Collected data
◇ ◇ ◇
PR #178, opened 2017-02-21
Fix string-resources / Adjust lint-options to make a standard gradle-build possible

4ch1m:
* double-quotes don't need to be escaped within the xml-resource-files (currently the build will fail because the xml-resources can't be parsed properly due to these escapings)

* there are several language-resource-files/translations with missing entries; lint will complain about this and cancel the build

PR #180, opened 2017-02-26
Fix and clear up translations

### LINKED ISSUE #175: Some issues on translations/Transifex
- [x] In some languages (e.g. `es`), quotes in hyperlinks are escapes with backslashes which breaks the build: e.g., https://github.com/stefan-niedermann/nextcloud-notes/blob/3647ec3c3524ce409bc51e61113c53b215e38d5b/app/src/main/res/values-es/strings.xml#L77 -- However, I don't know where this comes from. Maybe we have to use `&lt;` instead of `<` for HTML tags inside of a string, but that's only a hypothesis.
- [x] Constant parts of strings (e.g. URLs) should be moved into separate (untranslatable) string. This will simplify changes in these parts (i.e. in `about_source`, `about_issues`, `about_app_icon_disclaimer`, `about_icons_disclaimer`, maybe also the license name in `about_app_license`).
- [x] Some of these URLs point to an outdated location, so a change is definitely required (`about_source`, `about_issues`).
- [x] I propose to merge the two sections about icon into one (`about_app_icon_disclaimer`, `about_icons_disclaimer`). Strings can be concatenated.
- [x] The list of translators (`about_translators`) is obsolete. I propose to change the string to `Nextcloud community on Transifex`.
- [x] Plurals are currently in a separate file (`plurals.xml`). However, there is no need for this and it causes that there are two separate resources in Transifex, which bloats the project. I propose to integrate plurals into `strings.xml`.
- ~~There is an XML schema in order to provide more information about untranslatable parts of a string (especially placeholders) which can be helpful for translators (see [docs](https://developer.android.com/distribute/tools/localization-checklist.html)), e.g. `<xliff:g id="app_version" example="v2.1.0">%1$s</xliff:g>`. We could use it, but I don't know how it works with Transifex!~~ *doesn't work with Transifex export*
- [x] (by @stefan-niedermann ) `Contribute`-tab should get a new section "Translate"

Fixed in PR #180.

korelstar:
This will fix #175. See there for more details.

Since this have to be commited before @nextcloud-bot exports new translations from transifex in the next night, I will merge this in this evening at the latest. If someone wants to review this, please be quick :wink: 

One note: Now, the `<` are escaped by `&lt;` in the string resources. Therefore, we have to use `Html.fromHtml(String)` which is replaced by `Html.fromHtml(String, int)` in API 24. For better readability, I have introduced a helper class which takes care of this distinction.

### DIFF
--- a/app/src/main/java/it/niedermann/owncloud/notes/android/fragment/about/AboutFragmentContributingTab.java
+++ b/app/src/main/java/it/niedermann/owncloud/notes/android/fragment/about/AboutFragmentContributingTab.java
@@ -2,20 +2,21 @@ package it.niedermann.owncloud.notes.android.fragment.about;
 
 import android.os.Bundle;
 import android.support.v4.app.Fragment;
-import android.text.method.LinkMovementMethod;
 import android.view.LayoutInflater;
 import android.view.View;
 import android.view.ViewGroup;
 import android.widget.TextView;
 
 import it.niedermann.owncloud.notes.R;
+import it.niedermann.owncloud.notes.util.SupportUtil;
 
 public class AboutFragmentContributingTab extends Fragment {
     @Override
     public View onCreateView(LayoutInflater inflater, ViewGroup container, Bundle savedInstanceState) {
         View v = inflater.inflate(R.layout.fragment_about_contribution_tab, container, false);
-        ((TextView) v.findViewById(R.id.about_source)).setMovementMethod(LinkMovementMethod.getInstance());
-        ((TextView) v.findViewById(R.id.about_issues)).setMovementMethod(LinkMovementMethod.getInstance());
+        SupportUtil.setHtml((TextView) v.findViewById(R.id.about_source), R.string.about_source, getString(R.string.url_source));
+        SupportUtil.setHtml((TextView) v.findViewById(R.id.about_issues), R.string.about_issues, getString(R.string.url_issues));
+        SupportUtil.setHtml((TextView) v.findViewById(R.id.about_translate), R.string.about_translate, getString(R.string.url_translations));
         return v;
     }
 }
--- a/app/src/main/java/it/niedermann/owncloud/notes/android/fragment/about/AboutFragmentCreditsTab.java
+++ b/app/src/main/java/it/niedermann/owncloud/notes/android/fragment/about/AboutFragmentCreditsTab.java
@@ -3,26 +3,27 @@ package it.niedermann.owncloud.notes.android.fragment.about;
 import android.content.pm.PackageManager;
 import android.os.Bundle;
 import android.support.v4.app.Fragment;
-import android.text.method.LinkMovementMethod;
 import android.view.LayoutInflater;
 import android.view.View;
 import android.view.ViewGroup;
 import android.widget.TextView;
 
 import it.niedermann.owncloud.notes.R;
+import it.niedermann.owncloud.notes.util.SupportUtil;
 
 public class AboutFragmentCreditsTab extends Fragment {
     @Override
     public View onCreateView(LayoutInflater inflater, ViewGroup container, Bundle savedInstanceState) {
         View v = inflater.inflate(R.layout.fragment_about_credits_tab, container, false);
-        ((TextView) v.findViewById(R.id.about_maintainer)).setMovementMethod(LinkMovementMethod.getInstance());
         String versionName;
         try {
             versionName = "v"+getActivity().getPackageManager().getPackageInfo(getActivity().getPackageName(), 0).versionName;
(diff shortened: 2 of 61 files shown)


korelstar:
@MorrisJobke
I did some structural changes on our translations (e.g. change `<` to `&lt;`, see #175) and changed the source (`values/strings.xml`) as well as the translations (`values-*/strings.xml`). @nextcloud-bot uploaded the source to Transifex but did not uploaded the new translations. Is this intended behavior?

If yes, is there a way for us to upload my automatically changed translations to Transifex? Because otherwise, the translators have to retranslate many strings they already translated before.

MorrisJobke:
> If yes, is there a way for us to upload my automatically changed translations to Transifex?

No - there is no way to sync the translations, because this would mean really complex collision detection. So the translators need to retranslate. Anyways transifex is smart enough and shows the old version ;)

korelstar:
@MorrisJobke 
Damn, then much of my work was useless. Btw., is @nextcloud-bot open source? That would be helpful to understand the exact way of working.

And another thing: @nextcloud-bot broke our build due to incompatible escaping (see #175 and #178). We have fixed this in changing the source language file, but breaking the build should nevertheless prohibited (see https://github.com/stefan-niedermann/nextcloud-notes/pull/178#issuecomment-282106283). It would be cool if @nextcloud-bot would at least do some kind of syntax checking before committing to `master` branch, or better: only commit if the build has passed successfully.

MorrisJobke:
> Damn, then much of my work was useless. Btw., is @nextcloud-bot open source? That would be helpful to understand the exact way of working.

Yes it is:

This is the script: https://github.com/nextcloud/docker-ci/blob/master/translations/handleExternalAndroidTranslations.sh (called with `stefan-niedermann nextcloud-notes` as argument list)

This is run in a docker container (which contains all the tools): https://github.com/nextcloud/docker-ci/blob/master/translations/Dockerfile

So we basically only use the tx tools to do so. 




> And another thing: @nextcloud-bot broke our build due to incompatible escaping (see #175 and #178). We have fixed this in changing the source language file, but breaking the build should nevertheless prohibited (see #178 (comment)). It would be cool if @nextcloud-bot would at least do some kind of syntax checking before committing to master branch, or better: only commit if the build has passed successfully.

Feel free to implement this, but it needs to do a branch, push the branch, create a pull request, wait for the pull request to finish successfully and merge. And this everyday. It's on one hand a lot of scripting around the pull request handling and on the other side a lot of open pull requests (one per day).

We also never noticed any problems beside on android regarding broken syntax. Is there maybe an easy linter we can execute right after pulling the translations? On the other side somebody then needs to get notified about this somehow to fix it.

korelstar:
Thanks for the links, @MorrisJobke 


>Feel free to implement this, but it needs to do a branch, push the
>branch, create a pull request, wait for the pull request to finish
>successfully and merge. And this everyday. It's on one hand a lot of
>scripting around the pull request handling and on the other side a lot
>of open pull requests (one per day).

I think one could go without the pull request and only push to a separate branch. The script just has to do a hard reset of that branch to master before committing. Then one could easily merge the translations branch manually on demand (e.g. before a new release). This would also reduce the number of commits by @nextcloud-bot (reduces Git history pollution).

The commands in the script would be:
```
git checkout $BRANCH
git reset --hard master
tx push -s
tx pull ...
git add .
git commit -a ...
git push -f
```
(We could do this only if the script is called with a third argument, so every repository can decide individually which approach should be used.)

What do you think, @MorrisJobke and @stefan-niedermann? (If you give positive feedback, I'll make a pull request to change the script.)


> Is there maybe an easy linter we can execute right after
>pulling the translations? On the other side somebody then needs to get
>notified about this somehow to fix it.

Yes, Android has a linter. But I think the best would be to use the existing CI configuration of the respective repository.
◇ ◇ ◇
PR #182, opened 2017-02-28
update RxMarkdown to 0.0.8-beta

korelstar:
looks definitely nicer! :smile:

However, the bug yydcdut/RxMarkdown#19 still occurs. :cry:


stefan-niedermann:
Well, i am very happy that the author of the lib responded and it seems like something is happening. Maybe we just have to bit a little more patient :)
◇ ◇ ◇
TASK BRIEF:
Retype, exactly and in full, the lines above from the one containing "PR #178, opened 2017-02-21" through the one containing "### LINKED ISSUE".

OUTPUT OF THE EXERCISE:
PR #178, opened 2017-02-21
Fix string-resources / Adjust lint-options to make a standard gradle-build possible

4ch1m:
* double-quotes don't need to be escaped within the xml-resource-files (currently the build will fail because the xml-resources can't be parsed properly due to these escapings)

* there are several language-resource-files/translations with missing entries; lint will complain about this and cancel the build

PR #180, opened 2017-02-26
Fix and clear up translations

### LINKED ISSUE #175: Some issues on translations/Transifex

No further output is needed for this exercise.